Imperial Amnesia on Remembrance Day

Imperial Amnesia on Remembrance Day
09/11/25 London, England (Credit: Henry Nicholls/AFP)

Salsabeel Yasir, BA History and International Relations

Every November, as Remembrance Day approaches, debates over the red poppy resurface. As poppies appear on lapels, so do controversies surrounding them. These criticisms have inspired the rise of the alternative white poppy, created by a pacifist movement to remember all victims of war, across nations. While these critiques are valid, and the white poppy addresses some of them, neither the red nor white poppy, nor most public discourse, confronts a more fundamental question about World War I (WWI): What was the war actually fought for? What did the soldiers and civilians we honour die for?

WWI was not fought for ‘freedom and democracy’; it was fought to protect and expand the Empire. Remembrance offers a simplified story of noble sacrifice, and the poppy has become a symbol that detaches the war from its political purpose.

In 1914, Britain joined the war after Germany invaded Belgium, citing a legal obligation to uphold Belgian neutrality. However, this was a convenient public justification rather than real motivation. The government was more focused on protecting imperial trade routes and naval supremacy in the face of Germany’s rapid military, naval, and colonial expansion. Had Germany defeated France and controlled the Channel coast, Britain’s empire would have been jeopardised, making it clear from the outset that Britain’s real motive in entering the war was to protect imperial interests, not to defend freedom.

Britain’s priorities during the war make it abundantly clear that its main concern was preserving imperial dominance. By declaring Egypt a protectorate and deploying troops to defend it, securing the Suez Canal became an early priority since it offered the shortest sea route to colonies and protectorates, essential for transporting resources from the Empire to Europe. 

Millions of colonial subjects were made to fight and die in a war unrelated to their interests to preserve the Empire that governed and oppressed them. Over 1.3 million Indian soldiers were sent to fight on the frontlines, alongside recruited troops, often coercively, from African colonies.  While recent Remembrance has tried to honour colonial soldiers, their contributions are usually acknowledged symbolically, and are rarely framed as imperial exploitation.

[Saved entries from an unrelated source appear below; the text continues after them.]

PR #6286, opened 2022-01-16
Show error message when loading an invalid sample file

### LINKED ISSUE #6283: No error with invalid sample file (sample track)
### Bug Summary
When trying to add an invalid file to a sample track, no error dialog is displayed and the reference to the invalid file is saved to the project.

#### Steps to reproduce
1. Create an empty file with the ".wav" extension.
2. Start LMMS.
3. Add a sample track.
4. Add the empty file created on step 1 to the created sample track.
5. Save the project in uncompressed form (.mmp).

#### Expected behavior
An error dialog and no reference to the empty sample file on the saved project.

#### Actual behavior
No error dialog is displayed and, when the uncompressed project is opened on a text editor (or ``less``), the reference to the invalid sample file is there.

#### Affected LMMS versions
1.3.0-alpha.1.162+g8b2a30914 (Linux/x86_64, Qt 5.15.2, GCC 10.2.1 20201203).

M374LX:
Fixes #6283.

~It also fixes a bug that causes the sample clip view to disappear when trying to load an invalid file, although the clip still exists and it gets saved into the project. What actually happens is that the length of the clip is set to one bar when it is just created but it is set to zero when the file is invalid~ (undone due to the side effect of the path getting lost if the file is valid but cannot be loaded).

There is still an undesirable behavior: when trying to replace a valid sample file with an invalid one, the previous (valid) file disappears. It should be kept intact in this case. It seems quite complex to fix and is better left for another PR (issue: #6287).

### DIFF
--- a/src/core/SampleBuffer.cpp
+++ b/src/core/SampleBuffer.cpp
@@ -408,7 +408,7 @@ void SampleBuffer::update(bool keepSettings)
 
 		if (getGUI() != nullptr)
 		{
-			QMessageBox::information(nullptr, title, message,	QMessageBox::Ok);
+			QMessageBox::information(nullptr, title, message, QMessageBox::Ok);
 		}
 		else
 		{
--- a/src/core/SampleBuffer.cpp
+++ b/src/core/SampleBuffer.cpp
@@ -279,7 +279,11 @@ void SampleBuffer::update(bool keepSettings)
 		m_frames = 0;
 
 		const QFileInfo fileInfo(file);
-		if (fileInfo.size() > fileSizeMax * 1024 * 1024)
+		if (!fileInfo.isReadable())
+		{
+			fileLoadError = ReadPermissionDenied;
+		}
+		else if (fileInfo.size() > fileSizeMax * 1024 * 1024)
 		{
 			fileLoadError = TooLarge;
 		}
@@ -287,16 +291,11 @@ void SampleBuffer::update(bool keepSettings)
 		{
 			// Use QFile to handle unicode file names on Windows
 			QFile f(file);
-			QFileInfo fileInfo(f);
 			SNDFILE * sndFile = NULL;
 			SF_INFO sfInfo;
 			sfInfo.format = 0;
 
-			if (!fileInfo.isReadable())
-			{
-				fileLoadError = ReadPermissionDenied;
-			}
-			else if (f.open(QIODevice::ReadOnly) && (sndFile = sf_open_fd(f.handle(), SFM_READ, &sfInfo, false)))
+			if (f.open(QIODevice::ReadOnly) && (sndFile = sf_open_fd(f.handle(), SFM_READ, &sfInfo, false)))
 			{
 				f_cnt_t frames = sfInfo.frames;
 				int rate = sfInfo.samplerate;
--- a/src/core/SampleBuffer.cpp
+++ b/src/core/SampleBuffer.cpp
@@ -305,7 +305,7 @@ void SampleBuffer::update(bool keepSettings)
 				}
 				sf_close(sndFile);
 			}
-			else if (sndFile == NULL)
+			else if (sndFile == nullptr)
 			{
 				fileLoadError = Invalid;
 			}
--- a/src/core/SampleBuffer.cpp
+++ b/src/core/SampleBuffer.cpp
@@ -379,6 +379,8 @@ void SampleBuffer::update(bool keepSettings)
 		QString title = tr("Fail to open file");
 		QString message;
 
+		m_audioFile = "";
+
 		switch (fileLoadError)
 		{
 			case None:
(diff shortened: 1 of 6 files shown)


src/core/SampleBuffer.cpp
```diff
@@ -287,14 +294,18 @@ void SampleBuffer::update(bool keepSettings)
 				int rate = sfInfo.samplerate;
 				if (frames / rate > sampleLengthMax * 60)
 				{
-					fileLoadError = true;
+					fileLoadError = TooLarge;
 				}
 				sf_close(sndFile);
 			}
+			else if (sndFile == NULL)
```
M374LX, line 301: Knowing that libsndfile is written in C, rather than C++, does anyone know if using ``nullptr`` here is safe?

src/core/SampleBuffer.cpp
```diff
@@ -362,16 +380,37 @@ void SampleBuffer::update(bool keepSettings)
...
+				break;
+
+			case TooLarge:
+				message = tr("Audio files are limited to %1 MB "
+					"in size and %2 minutes of playing time"
+					).arg(fileSizeMax).arg(sampleLengthMax);
+				break;
+
+			case Invalid:
+				message = tr("Invalid audio file");
```
M374LX, line 407: New locale message for translators!

src/core/SampleBuffer.cpp
```diff
@@ -362,16 +380,37 @@ void SampleBuffer::update(bool keepSettings)
...
+		m_audioFile = "";
+
+		switch (fileLoadError)
+		{
+			case None:
+				// present just to avoid a compiler warning
+				break;
+
+			case ReadPermissionDenied:
+				message = tr("Read permission denied");
```
M374LX, line 397: New locale message for translators!

superpaik:
The build generated by the boot crashes when loading a sample either in a sample track or as sample (tested on W10-64b)

M374LX:
@superpaik I have not experienced any crash on Linux. Have you tried the same sample on other PR builds?

Has any other user experienced a crash?

superpaik:
Yes, they work Ok on other PR. Can be due to the LmmsBot? It's weird that there is only the Win-MSVC version available.

src/core/SampleBuffer.cpp
PhysSong: Looks like it does:

https://stackoverflow.com/questions/36484473/is-c-null-equal-to-c11-nullptr
https://en.cppreference.com/w/cpp/types/NULL

src/core/SampleBuffer.cpp
```diff
@@ -362,16 +379,37 @@ void SampleBuffer::update(bool keepSettings)
...
-	if (fileLoadError)
+	if (fileLoadError != None)
 	{
 		QString title = tr("Fail to open file");
-		QString message = tr("Audio files are limited to %1 MB "
-				"in size and %2 minutes of playing time"
-				).arg(fileSizeMax).arg(sampleLengthMax);
+		QString message;
+
+		m_audioFile = "";
```
PhysSong, line 387: Could you explain what do you want to change with this additional line?

M374LX: The path to the invalid file gets saved into the project if it is not cleared.

PhysSong: While this fixes the mentioned issue, it has an undesirable side effect. If the path to a valid file was saved, but the file failed to load for some reason, the path information will be lost.

M374LX: Removing it for now. Remaining problems with file loading from ``SampleBuffer`` can be discussed in #6287.

PhysSong (approved):

src/core/SampleBuffer.cpp
```diff
@@ -247,7 +247,15 @@ void SampleBuffer::update(bool keepSettings)
 	const int fileSizeMax = 300; // MB
 	const int sampleLengthMax = 90; // Minutes
 
-	bool fileLoadError = false;
+	enum FileLoadError
```
DomClark, line 250: This would be better as an `enum class`. (https://isocpp.github.io/CppCoreGuidelines/CppCoreGuidelines#Renum-class)

src/core/SampleBuffer.cpp
```diff
@@ -271,31 +279,40 @@ void SampleBuffer::update(bool keepSettings)
...
 				f_cnt_t frames = sfInfo.frames;
 				int rate = sfInfo.samplerate;
 				if (frames / rate > sampleLengthMax * 60)
 				{
-					fileLoadError = true;
+					fileLoadError = TooLarge;
 				}
 				sf_close(sndFile);
 			}
+			else if (sndFile == nullptr)
```
DomClark, line 308: This condition will always evaluate as true - the only way `sndFile` can be assigned something other than `nullptr` is in the first condition, but if that happens, then that condition will be true and the first block will run instead.

Veratil:
@DomClark I assume with the changes requested fixed you'll approve now.
@M374LX can you rebase on master and we can work on getting this merged finally. :)

DomClark (approved):

PR #6295, opened 2022-02-01
Only show Piano Roll when editable

### LINKED ISSUE #6234: Don't allow opening piano roll with invalid pattern
User: I opened the piano, but I cannot write notes
Solution: tell user he is doing it wrong
Problem: user is clearly illiterate, and this is bad design*

Developer: piano-roll crashes when pattern is `nullptr`
Solution: add `hasValidPattern()`
Problem: now there are safety checks everywhere

What if we simply prevented piano roll window from opening when there is no valid pattern?

### Solution

1. Disable/gray out piano roll button when there is no valid pattern.

The way the main window toolbar and view menu are set up currently makes things harder for us. It would be easier if we could use a common `QAction` for toggling piano roll that simply could be disabled.

2. Close the piano-roll window when pattern is deleted.

`MainWindow::toggleWindow` can be used to force open windows, but not to close them. This whole implementation could need some cleaning up. There is even a [bugfix](https://github.com/LMMS/lmms/commit/cc1cdfa664e7fd548917ae4d9f879770015b34db) in there, but since some editors code doesn't rely on this function and decide to implement it themselves, the bug remains.

### * Opening a useless window is bad

Most modern software does not open a window if you cannot do anything in it. E.g. a text editor always has a document on the screen. In some cases the main window will be blank, but in those cases there is a Open button or something in the toolbar. There are a few programs out there that uses toolbox-like windows that are unusable until the correct action is taken in the main window (image editors etc), but it is fairly obvious that those small windows are helpers to the main window where 95% of the work will happen.

This is not the case for piano-roll. It actually opens a window that remains unusable until the user does the correct thing *in another window*. The design essentially leads the user into a dead end.

allejok96:
Fixes #6234. This PR brings two changes:

### Close Piano Roll when there is no valid clip
...instead of turning the window black and displaying a text. This eliminates the need for all `hasValidMidiClip()` checks, which may be removed in a future PR (I have tested that).

When the user opens a clip, piano roll will re-appear in the same place, as usual. If the user tries to open piano roll when no clip is selected it will say:

> Please open a clip by double clicking on it in the Song Editor

### Create a clip when opening Piano Roll in an empty project
This will no doubt be helpful to new users. Since it only does this for *empty* projects, it won't disturb our workflow.

The clip will be created on the first instrument track. If there are no instrument tracks, it will say:

> Please add an instrument by dragging it from the sidebar to the Song Editor

### DIFF
--- a/src/gui/editors/PianoRoll.cpp
+++ b/src/gui/editors/PianoRoll.cpp
@@ -5381,37 +5381,41 @@ bool PianoRollWindow::hasFocus() const
 
 void PianoRollWindow::showEvent(QShowEvent*)
 {
-	// Don't allow piano roll to be opened if there's no clip to display.
-	// To help new users who don't know how to open a clip:
-	// - if there are no clips, create one in the first track and open it
-	// - if there are multiple empty clips, open the first one
-	// - if there's only one clip with notes, open that
-	// - if there are no tracks, or multiple clips, show a help text
+	// PianoRoll can ONLY be shown if hasValidMidiClip is true
+	// TODO remove hasValidMidiClip checks throughout the code
 	if (m_editor->hasValidMidiClip()) { return; }
+
+	// A new user might try to open PianoRoll in an empty project unaware that they first need to create a clip.
+	// To make life easier for them we create and/or open the first clip in an empty project.
+	// If there are multiple non-empty clips, we tell the user to double click one of them instead.
 
 	InstrumentTrack* firstTrack = nullptr;
 	MidiClip* firstEmptyClip = nullptr;
 	MidiClip* firstMelodyClip = nullptr;
 
+	// Iterate through all instrument tracks in the Song
 	for (auto track: Engine::getSong()->tracks())
 	{
 		if (track->type() != Track::Type::Instrument) { continue; }
 		auto instrumentTrack = static_cast<InstrumentTrack*>(track);
-
 		if (!firstTrack) { firstTrack = instrumentTrack; }
 
+		// Iterate through all midi clips in each track
 		for (auto clip: instrumentTrack->getClips())
 		{
 			auto midiClip = static_cast<MidiClip*>(clip);
 
+			// Remember the first empty clip in the Song (ignore subsequent empty clips)
 			if (midiClip->notes().empty())
 			{
 				if (!firstEmptyClip) { firstEmptyClip = midiClip; }
 			}
+			// Remember the first non-empty clip in the Song
 			else if (!firstMelodyClip)
 			{
 				firstMelodyClip = midiClip;
 			}
+			// If there are multiple non-empty clips in the Song, show a hint
 			else
 			{
 				TextFloat::displayMessage(tr("No clip selected"),
@@ -5422,14 +5426,17 @@ void PianoRollWindow::showEvent(QShowEvent*)
 			}
 		}
 	}
+	// If we found a clip, open it
 	if (firstMelodyClip || firstEmptyClip)
 	{
 		m_editor->setCurrentMidiClip(firstMelodyClip ? firstMelodyClip : firstEmptyClip);
 	}
+	// If we found a track with no clips, create a clip and open it
 	else if (firstTrack)
 	{
 		m_editor->setCurrentMidiClip(new MidiClip(firstTrack));
 	}
+	// If we found no instrument tracks, show a hint
 	else
 	{
 		TextFloat::displayMessage(tr("No instrument tracks"),


superpaik:
It works as explained (tested on win10-64b)
The only thing that has a weird behaviour (imo) is in an empty project you open the beat+bassline editor (either you enter notes or not on the bb editor), opening the piano-roll by the icon menu acts as an empty project (creates a clip for the first instrument). Once you open the pianoroll from the bb editor using the popup menu, the icon menu opens the pianoroll for the bb track. Maybe that should be the default behaviour. I mean, if the users opens the bb editor then using the icon menu should open the pianoroll for the instrument/sampler on the bb editor.

allejok96:
> if the users opens the bb editor then using the icon menu should open the pianoroll for the instrument/sampler on the bb editor

@superpaik we cannot read the user's mind. This is only meant for people who have no idea what they are doing. Imagine a first time user opening the BB editor and making an amazing beat with Kicker. The user now clicks the piano roll button to write a melody. It opens an empty TripleOscillator clip. It does not open the Kicker beat. That would be confusing. (Plus I dislike teaching new users to write the entire song in the BB editor)

> opening the piano-roll by the icon menu acts as an empty project [even if there are notes in the bb editor]

This could be an annoying behavior for an experienced user, but it is very easy to get rid of. If you don't want it to create an empty clip on the TripleOcillator track, simply delete the TripleOscillator track.

Spekular:
After some testing I think this is probably better than our current behavior. Better still would be graying out the button and view action, but a bird in the hand [...]

My biggest concern is that the info/warning box is a lot easier to miss than the (admittedly terrible) piano-roll-with-text, but I lean towards merging anyway, once some other devs have chimed in.

Spekular (approved):

allejok96:
For the record: a disabled button/action cannot get triggered() or clicked(), so it can't give an error message. If people wanted we could fake a grey button by changing the pixmap.

src/gui/editors/PianoRoll.cpp
```diff
@@ -5209,10 +5209,54 @@ bool PianoRollWindow::hasFocus() const
 
 
 
+void PianoRollWindow::showEvent(QShowEvent *se)
```
rubiefawn:
```suggestion
void PianoRollWindow::showEvent(QShowEvent*)
```

The parameter is not used in the function body, so it should not be bound to a name.

src/gui/editors/PianoRoll.cpp
```diff
@@ -5209,10 +5209,54 @@ bool PianoRollWindow::hasFocus() const
...
+					parentWidget()->hide();
+					return;
+				}
+			}
+		}
+
+		if (firstTrack)
+		{
+			MidiClip* midiClip = new MidiClip(dynamic_cast<InstrumentTrack*>(firstTrack));
+			m_editor->setCurrentMidiClip(midiClip);
```
rubiefawn:
```suggestion
		InstrumentTrack* firstTrack = nullptr;
		for (Track* track: Engine::getSong()->tracks())
		{
			if (track->type() != Track::InstrumentTrack) { continue; }
			if (!firstTrack) { firstTrack = static_cast<InstrumentTrack*>(track); }

			// Don't create a new clip if the track has clips
			if (track->numOfClips() != 0)
			{
				TextFloat::displayMessage(tr("No active clip"),
					tr("Please open a clip by double clicking on it in the Song Editor."),
					embed::getIconPixmap("error"), 5000);
				parentWidget()->hide();
				return;
			}
		}

		if (firstTrack)
		{
			m_editor->setCurrentMidiClip(new MidiClip(firstTrack));
```

1. Negating the track type check to skip non-instrument tracks instead makes this a bit more readable by reducing nesting.
2. `firstTrack` is only ever assigned an `InstrumentTrack*`, so making its type `InstrumentTrack*` and performing the cast during assignment makes this more clear. Additionally, it can be a `static_cast`, since at that point `track` will never not be an `InstrumentTrack*`.
3. Given the two above changes, there's no need for the temporary `midiClip` variable, it all fits in one line.

src/gui/editors/PianoRoll.cpp
```diff
@@ -5209,10 +5209,54 @@ bool PianoRollWindow::hasFocus() const
...
+
+
 void PianoRollWindow::updateAfterMidiClipChange()
 {
 	clipRenamed();
 	updateStepRecordingIcon(); //MIDI clip change turn step recording OFF - update icon accordingly
+	if (!m_editor->hasValidMidiClip())
+	{
+		parentWidget()->hide();
+	}
```
rubiefawn, line 5456: (Non-blocking) This can be [one line](https://github.com/LMMS/lmms/wiki/Coding-Conventions#whitespace).

```suggestion
	if (!m_editor->hasValidMidiClip()) { parentWidget()->hide(); }
```

allejok96: Thinking about it we don't want to continue updating stuff like title bar etc if there's no midi clip, so I moved it up and added an early return instead

src/gui/editors/PianoRoll.cpp
allejok96: Thanks, good suggestions

allejok96:
I realized that a new user might click around and create multiple empty clips in an attempt to open piano roll, so I extended the logic:

- if there are multiple empty clips, open the first one
- if there's only one clip with notes, open that
- if there are multiple non-empty clips, show the help text

I also updated the wording of the help texts a little

src/gui/editors/PianoRoll.cpp
```diff
@@ -5379,8 +5379,76 @@ bool PianoRollWindow::hasFocus() const
...
+			m_editor->setCurrentMidiClip(new MidiClip(firstTrack));
+		}
+		else
+		{
+			TextFloat::displayMessage(tr("No instrument tracks"),
+				tr("Drag an instrument plugin or preset from the sidebar to the Song Editor."),
+				embed::getIconPixmap("error"), 5000);
+			parentWidget()->hide();
+		}
+	}
```
rubiefawn: Could this be an early return instead?

```suggestion
	if (m_editor->hasValidMidiClip()) { return; }

	InstrumentTrack* firstTrack = nullptr;
	MidiClip* firstEmptyClip = nullptr;
	MidiClip* firstMelodyClip = nullptr;

	for (auto track: Engine::getSong()->tracks())
	{
		if (track->type() != Track::Type::Instrument) { continue; }
		auto instrumentTrack = static_cast<InstrumentTrack*>(track);

		if (!firstTrack) { firstTrack = instrumentTrack; }

		for (auto clip: instrumentTrack->getClips())
		{
			auto midiClip = static_cast<MidiClip*>(clip);

			if (midiClip->notes().empty())
			{
				if (!firstEmptyClip) { firstEmptyClip = midiClip; }
			}
			else if (!firstMelodyClip)
			{
				firstMelodyClip = midiClip;
			}
			else
			{
				TextFloat::displayMessage(tr("No clip selected"),
					tr("Double click a melody clip in the Song Editor to open it."),
					embed::getIconPixmap("error"), 5000);
				parentWidget()->hide();
				return;
			}
		}
	}
	if (firstMelodyClip || firstEmptyClip)
	{
		m_editor->setCurrentMidiClip(firstMelodyClip ? firstMelodyClip : firstEmptyClip);
	}
	else if (firstTrack)
	{
		m_editor->setCurrentMidiClip(new MidiClip(firstTrack));
	}
	else
	{
		TextFloat::displayMessage(tr("No instrument tracks"),
			tr("Drag an instrument plugin or preset from the sidebar to the Song Editor."),
			embed::getIconPixmap("error"), 5000);
		parentWidget()->hide();
	}
```

regulus79:
I believe we are good to merge?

If WWI had truly been about ‘freedom and democracy,’ the British Empire would have shrunk. Instead, it emerged at the peak of its imperial power, ruling a quarter of the world’s land and nearly 458 million people. Britain and France’s division of the Ottoman Empire under the Sykes-Picot Agreement in 1916 led to the creation of mandates in Palestine, Iraq, and Transjordan. These are effectively colonies, their borders and governance deliberately engineered for economic and imperial exploitation. Their legacies still shape the region today, especially in Palestine, where the British administration laid the foundation for the Israeli settler-colonial state. Without recognising WWI’s imperial legacy, we cannot understand how British policy continues to shape the region.

We say ‘lest we forget’, yet forgetting is built into Remembrance: forgetting empire, colonialism, and the millions who suffered under British rule. This is not an attack on individual soldiers, many of whom believed they were fighting for noble reasons or were forced into a war they did not comprehend; It is a critique of empire and its aims. Remembrance honours the dead but refuses to acknowledge the imperial project they died for.